According to the Wikipedia the honour of discovering alphabets seems ro belong to ancient Eqyptians:

"The history of the alphabet starts in ancient Egypt. By 2700 BCE the Egyptians had developed a set of some 22 hieroglyphs to represent the individual consonants of their language, plus a 23rd that seems to have represented word-initial or word-final vowels. These glyphs were used as pronunciation guides for logograms, to write grammatical inflections, and, later, to transcribe loan words and foreign names."
 
King Flevance said:
Writing is simply the ability to know how to leave a 'mark'. It involves no real communication foundation. When foresters mark trees with a orange 'X' they are writing by leaving a mark. That is all the technology of writing is, the ability to know how to mark something.

With respect, all writing in any form (other than obviously a child learning how to hold a crayon) is communication. When a forester marks a tree he is communicating something, "Cut this one down." Even if we don't understand ancient petroglyphs, they communicated something the people who made them.

The Sumerians get credit for inventing our first system of writing, which began as a way to record quantities of crops for trade and storage purposes. This is why Writing appears first in the game.

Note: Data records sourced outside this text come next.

PR #162, opened 2022-10-25
DRAFT: DagJWS CACAO

zachferland:
Create and verify IPLD based JWS payloads using chain-agnostic Object Capabilities and blockchain accounts.

### DIFF
--- a/CAIPs/caip-dagjws_cacao.md
+++ b/CAIPs/caip-dagjws_cacao.md
@@ -28,19 +28,19 @@ Initial practical use cases include the ability to make multiple writes to an au
 
 ### JWS with CACAO Construction
 
-JWS CACAO support includes adding a ‘cap’ parameter to the JWS Protected Header and specifying the correct ‘kid’ parameter string. 
+JWS CACAO support includes adding a `cap` parameter to the JWS Protected Header and specifying the correct `kid` parameter string. 
 
 **“cap” Header Parameter**
 
-The “cap” parameter maps to a URI string. ln the scope here this is expected to be an IPLD CID resolvable to to CACAO object. 
+The `cap` parameter maps to a URI string. ln the scope here this is expected to be an IPLD CID resolvable to a CACAO object. 
 
 **“kid” Header Parameter**
 
-The ‘kid’ parameter references the key used to secure the JWS.  In the scope here this is expected to be a DID with reference to any key in the DID verification methods.  The ‘parameter’ MUST match the ‘aud’ target of the CACAO object for both the CACAO and corresponding signature to be valid together.
+The `kid` parameter references the key used to secure the JWS.  In the scope here this is expected to be a DID with reference to any key in the DID verification methods.  The parameter MUST match the `aud` target of the CACAO object for both the CACAO and corresponding signature to be valid together.
 
 **Protected Header**
 
-With ‘cap’ currently not being a registered header parameter name in the IANA "JSON Web Signature and Encryption Header Parameters" registry, we treat this as a “Private Header Parameter Name” for now with additional meaning provided by the CACAO for implementations that choose to use this specification.  
+With `cap` currently not being a registered header parameter name in the IANA "JSON Web Signature and Encryption Header Parameters" registry, we treat this as a “Private Header Parameter Name” for now with additional meaning provided by the CACAO for implementations that choose to use this specification.  
 
 Example 1: Protected JWS header with CACAO
 ```tsx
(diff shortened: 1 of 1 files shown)


CAIPs/caip-dagjws_cacao.md
```diff
@@ -0,0 +1,84 @@
...
+
+With the building blocks of [did:pkh](https://github.com/w3c-ccg/did-pkh/blob/main/did-pkh-method-draft.md), [IPLD DAG-JOSE](https://ipld.io/specs/codecs/dag-jose/spec/), [CAIP-74](https://github.com/ChainAgnostic/CAIPs/blob/master/CAIPs/caip-74.md), and [CAIP-122](https://github.com/ChainAgnostic/CAIPs/blob/master/CAIPs/caip-122.md) we can describe an additional building block towards building a rich capability-based authorization system on an authenticated DAG based data structure.
+
+Initial practical use cases include the ability to make multiple writes to an authenticated DAG based data structure (IPLD with dag-jose) using a blockchain account by way of a temporary key authorized with a CACAO. Allowing a user to only sign once with blockchain based account and/or wallet and then continue to sign many payloads for an authorized amount of time (session).
+
+## Specification
+
+### JWS with CACAO Construction
+
+JWS CACAO support includes adding a ‘cap’ parameter to the JWS Protected Header and specifying the correct ‘kid’ parameter string.
```
oed, line 31:
```suggestion
JWS CACAO support includes adding a `cap` parameter to the JWS Protected Header and specifying the correct `kid`parameter string. 
```

oed (commented):
Looks good overall.

Minor comments:
- Replace `‘` with ` throughout
- Maybe mention that a DagJWS is really like any JWS but the payload is a base64url encoded CID
- Maybe include an example complete DagJWS with a CACAO?

zachferland:
Fixed formatting, added dagjws payload note, and added full example

CAIPs/caip-dagjws_cacao.md
```diff
@@ -51,23 +51,55 @@ Example 1: Protected JWS header with CACAO
...
+      signatures: [
+        {
+          protected: "eyJhbGciOiJFZERTQSIsImNh...GU2djZEpLTmhYSDl4Rm9rdEFKaXlIQiJ9"
+          signature: "6usTYvu5KN0LFTQsWE9U-tqx...h60EgfvjL_rlAW7_tnQUl84sQyogpkLAQ"
+        }
+      ]
+    }
+  }
+}
+```
```
oed, line 92: Can use the full example with non-abbreviated strings?
So that you can test an implementation against it.

bumblefudge: would it make sense to 
1.) publish a sample/reference IPLD block and pin it for posterity, then
2.) link to it from the spec as an https://{cidv1}.ipfs.dweb.link/ link?
and/or
3.) put the entire IPLD block into an /assets/ folder in this repo and link to that from the spec as well to help people make sure they're fetching/deserializing/etc properly ?

i might be taking this whole `test vector` thing too far but i'm sure the folks at PL outercore would appreciate my asking for this to be extremely n00b-friendly to help with ipfs outreach :D

zachferland: test vectors are always nice, but not sure if makes sense for this spec here

This spec mostly describes how to use a cacao with a JWS, ie adding cacao in header and how to verify, it then also happens to be encoded in dag-jose, i think most of serialization/pathing/etc is entirely covered by dag-jose and would be covered by any tests vectors there and some verification is already covered by cacao spec, thanks for commenting!

CAIPs/caip-dagjws_cacao.md
```diff
@@ -0,0 +1,116 @@
...
+
+## Specification
+
+### JWS with CACAO Construction
+
+JWS CACAO support includes adding a `cap` parameter to the JWS Protected Header and specifying the correct `kid` parameter string. 
+
+**“cap” Header Parameter**
+
+The `cap` parameter maps to a URI string. ln the scope here this is expected to be an IPLD CID resolvable to a CACAO object.
```
bumblefudge, line 35: paragraph me?

chunningham:
Is it possible to adopt more of a "should" and "recommended" approach for the CACAO object? By that I mean that use of a CACAO could be recommended but any authorisation-delegating token is possible. I'm thinking of UCANs, but in principle I think any "appropriate" alternative may be allowed.

Language in this spec which references particular features of CACAO (e.g. comparing the `aud` to the `kid`) can perhaps instead depend on a definition for "appropriate" which requires said features. Alternatively, I understand if CACAO is meant here as that given definition and can expand to include any reasonable candidate for a format.

Overall I think this fills a good niche in both UCAN and CACAO for a common ipld-native invocation token format, which is unspecified so far.

oed:
> Overall I think this fills a good niche in both UCAN and CACAO for a common ipld-native invocation token format, which is unspecified so far.

This is exactly what's intended here :) 
CACAO here is meant as an IPLD representation of any OCAP. There is ongoing work to eventually make CACAO and ucan-ipld equivalent. So eventually a "CACAO" can be a SIWE+ReCap or a UCAN.

The `kid` property has nothing to do with the CACAO and can be used for a DagJWS in general to indicate which DID signed the JWS.

zachferland:
Going to close soon instead of move forward, in favor of a future specification that builds on https://github.com/ChainAgnostic/CAIPs/pull/196 and supports both cacao/ucan and other changes there

mozz30-tech (approved):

The Phoenecians later came up with a way to make the symbols represent individual sounds, instead of objects. That is Alphabet.
 
I stand corrected. Bad wording on my part. Take out the second sentence in that quote. I believe I was wanting to point out that to communicate through writing you dont need sentences or anything of the like. So long as people understand the mark you made, you have successfully used writing.